Search the entries for the word "Wouldn" and copy each line that has it.

Collected data
───
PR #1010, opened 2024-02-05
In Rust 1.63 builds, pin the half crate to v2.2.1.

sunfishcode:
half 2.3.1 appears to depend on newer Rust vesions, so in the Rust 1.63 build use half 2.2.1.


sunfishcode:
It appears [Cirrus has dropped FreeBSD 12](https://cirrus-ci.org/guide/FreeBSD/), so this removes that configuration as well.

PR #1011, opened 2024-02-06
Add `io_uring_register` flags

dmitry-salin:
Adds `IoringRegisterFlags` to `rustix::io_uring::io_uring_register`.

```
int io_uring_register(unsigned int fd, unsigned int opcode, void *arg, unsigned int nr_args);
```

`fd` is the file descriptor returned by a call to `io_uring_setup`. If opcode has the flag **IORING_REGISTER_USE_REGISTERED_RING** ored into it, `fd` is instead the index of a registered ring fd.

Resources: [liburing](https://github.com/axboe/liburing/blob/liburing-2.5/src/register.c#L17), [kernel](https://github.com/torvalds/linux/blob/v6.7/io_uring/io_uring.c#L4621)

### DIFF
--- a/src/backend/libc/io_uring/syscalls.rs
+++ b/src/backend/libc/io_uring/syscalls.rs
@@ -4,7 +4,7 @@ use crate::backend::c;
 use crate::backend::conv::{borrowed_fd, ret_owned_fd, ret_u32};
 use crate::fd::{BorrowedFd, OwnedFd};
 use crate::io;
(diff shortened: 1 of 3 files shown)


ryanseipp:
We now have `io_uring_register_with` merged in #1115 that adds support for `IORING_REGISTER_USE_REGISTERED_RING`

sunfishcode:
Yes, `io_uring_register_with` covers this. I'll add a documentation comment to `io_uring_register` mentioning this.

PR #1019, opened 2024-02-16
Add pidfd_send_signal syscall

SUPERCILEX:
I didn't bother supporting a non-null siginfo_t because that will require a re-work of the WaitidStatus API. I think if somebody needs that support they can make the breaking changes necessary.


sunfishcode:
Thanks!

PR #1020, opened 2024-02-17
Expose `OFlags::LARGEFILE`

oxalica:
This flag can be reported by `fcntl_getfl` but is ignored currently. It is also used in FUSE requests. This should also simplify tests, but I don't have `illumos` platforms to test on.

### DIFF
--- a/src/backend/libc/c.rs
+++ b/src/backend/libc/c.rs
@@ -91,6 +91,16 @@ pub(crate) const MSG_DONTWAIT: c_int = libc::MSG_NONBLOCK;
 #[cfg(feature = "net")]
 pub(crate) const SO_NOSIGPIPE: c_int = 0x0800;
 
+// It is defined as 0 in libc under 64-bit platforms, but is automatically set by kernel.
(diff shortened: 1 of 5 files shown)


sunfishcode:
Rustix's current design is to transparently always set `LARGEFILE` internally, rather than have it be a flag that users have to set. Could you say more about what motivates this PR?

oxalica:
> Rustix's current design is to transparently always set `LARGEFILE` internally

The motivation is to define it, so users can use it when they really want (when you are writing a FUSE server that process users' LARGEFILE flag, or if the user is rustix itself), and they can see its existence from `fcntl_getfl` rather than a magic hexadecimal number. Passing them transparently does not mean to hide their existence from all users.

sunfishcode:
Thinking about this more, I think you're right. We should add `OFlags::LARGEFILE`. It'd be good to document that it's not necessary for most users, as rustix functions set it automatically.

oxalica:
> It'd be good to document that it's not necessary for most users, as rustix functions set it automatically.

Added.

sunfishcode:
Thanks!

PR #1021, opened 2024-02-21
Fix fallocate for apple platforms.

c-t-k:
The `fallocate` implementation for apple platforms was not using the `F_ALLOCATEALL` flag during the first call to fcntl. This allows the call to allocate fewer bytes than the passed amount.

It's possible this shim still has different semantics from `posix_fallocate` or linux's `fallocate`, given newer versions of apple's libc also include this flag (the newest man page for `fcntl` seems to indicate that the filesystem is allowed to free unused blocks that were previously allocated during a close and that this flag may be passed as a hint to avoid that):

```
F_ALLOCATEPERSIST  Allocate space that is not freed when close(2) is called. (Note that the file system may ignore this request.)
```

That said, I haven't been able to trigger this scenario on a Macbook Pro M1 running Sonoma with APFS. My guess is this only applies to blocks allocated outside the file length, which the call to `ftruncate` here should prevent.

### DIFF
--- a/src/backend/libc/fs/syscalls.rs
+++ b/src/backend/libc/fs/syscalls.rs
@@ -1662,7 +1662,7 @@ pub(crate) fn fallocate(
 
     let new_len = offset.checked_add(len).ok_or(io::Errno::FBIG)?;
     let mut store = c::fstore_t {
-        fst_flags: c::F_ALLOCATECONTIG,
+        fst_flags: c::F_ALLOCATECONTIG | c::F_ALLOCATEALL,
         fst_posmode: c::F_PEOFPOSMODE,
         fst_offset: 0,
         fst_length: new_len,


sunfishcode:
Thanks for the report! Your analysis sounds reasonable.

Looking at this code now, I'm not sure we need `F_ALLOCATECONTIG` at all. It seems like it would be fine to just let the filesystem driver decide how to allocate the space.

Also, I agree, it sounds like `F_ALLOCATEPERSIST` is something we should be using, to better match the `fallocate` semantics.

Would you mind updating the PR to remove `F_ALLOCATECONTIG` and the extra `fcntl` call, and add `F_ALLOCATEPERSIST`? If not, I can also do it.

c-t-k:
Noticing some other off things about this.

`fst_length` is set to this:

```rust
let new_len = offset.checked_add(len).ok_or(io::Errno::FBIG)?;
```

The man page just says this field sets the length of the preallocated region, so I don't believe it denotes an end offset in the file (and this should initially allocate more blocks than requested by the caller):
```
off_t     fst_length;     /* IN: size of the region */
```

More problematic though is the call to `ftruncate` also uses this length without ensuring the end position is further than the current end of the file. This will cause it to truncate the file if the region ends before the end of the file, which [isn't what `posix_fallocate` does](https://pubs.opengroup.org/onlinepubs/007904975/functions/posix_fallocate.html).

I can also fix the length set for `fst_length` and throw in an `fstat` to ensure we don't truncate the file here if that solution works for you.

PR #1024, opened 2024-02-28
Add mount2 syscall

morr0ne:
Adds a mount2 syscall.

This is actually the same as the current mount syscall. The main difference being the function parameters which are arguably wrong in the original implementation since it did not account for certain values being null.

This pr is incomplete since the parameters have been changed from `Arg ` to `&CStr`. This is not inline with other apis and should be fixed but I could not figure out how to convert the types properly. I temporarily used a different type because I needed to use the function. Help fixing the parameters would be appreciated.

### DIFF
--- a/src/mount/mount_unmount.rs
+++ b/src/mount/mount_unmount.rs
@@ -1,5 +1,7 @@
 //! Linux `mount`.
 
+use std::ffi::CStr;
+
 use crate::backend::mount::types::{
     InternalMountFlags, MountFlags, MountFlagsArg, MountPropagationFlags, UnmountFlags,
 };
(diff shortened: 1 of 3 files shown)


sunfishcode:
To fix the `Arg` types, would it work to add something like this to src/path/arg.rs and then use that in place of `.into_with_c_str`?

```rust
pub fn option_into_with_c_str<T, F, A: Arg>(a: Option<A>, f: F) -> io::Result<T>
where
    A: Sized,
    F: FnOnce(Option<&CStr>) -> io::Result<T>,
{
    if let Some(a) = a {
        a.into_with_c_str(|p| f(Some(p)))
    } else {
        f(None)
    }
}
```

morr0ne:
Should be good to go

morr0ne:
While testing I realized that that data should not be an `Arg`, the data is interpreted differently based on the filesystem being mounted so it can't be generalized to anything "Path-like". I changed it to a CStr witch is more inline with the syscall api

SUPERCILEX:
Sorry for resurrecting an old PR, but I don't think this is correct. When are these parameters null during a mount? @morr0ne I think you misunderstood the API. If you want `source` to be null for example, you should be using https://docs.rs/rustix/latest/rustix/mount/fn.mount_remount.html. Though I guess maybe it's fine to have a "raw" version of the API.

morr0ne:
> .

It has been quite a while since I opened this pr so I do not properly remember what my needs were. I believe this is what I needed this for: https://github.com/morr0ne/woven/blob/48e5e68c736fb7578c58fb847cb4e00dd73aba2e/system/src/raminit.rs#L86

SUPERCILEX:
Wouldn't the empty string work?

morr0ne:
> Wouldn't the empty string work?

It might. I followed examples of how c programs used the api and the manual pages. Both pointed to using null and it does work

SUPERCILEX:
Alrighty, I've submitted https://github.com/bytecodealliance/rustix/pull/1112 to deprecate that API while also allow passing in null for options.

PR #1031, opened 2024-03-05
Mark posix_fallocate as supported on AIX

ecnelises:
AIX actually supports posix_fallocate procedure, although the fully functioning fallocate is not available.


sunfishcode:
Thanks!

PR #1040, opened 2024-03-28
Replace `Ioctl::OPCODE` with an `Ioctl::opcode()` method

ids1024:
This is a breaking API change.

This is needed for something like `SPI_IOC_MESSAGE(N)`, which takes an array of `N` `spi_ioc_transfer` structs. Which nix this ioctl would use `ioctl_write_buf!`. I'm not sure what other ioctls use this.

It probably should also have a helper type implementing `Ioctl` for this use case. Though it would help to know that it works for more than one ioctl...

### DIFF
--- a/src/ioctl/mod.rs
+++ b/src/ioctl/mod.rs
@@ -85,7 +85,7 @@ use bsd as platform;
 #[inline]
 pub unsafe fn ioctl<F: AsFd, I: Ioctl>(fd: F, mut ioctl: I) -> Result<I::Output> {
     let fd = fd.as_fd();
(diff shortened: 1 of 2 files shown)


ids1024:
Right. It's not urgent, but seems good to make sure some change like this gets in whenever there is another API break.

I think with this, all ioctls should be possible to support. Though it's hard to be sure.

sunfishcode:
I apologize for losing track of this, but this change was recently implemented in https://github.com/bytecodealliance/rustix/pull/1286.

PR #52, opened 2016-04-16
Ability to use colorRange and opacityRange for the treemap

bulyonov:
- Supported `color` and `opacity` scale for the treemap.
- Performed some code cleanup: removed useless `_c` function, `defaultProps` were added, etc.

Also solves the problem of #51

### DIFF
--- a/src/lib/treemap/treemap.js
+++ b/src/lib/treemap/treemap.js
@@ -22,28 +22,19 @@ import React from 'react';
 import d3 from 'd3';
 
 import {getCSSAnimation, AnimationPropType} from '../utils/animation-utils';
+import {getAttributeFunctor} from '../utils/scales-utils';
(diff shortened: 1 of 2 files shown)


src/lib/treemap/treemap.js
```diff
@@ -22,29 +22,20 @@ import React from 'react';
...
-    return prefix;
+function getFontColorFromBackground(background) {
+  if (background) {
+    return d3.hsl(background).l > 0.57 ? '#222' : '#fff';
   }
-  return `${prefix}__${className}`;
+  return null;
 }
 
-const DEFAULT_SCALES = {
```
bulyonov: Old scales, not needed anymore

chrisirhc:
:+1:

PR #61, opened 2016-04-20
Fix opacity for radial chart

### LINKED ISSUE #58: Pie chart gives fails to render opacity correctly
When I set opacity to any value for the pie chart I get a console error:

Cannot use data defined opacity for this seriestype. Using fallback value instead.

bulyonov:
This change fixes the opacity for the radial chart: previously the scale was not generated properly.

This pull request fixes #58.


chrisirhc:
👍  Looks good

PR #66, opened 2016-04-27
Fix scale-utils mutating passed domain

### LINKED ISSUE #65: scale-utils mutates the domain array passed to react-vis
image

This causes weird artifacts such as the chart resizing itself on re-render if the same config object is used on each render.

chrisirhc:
───
Exercise response.
Wouldn't the empty string work?
> Wouldn't the empty string work?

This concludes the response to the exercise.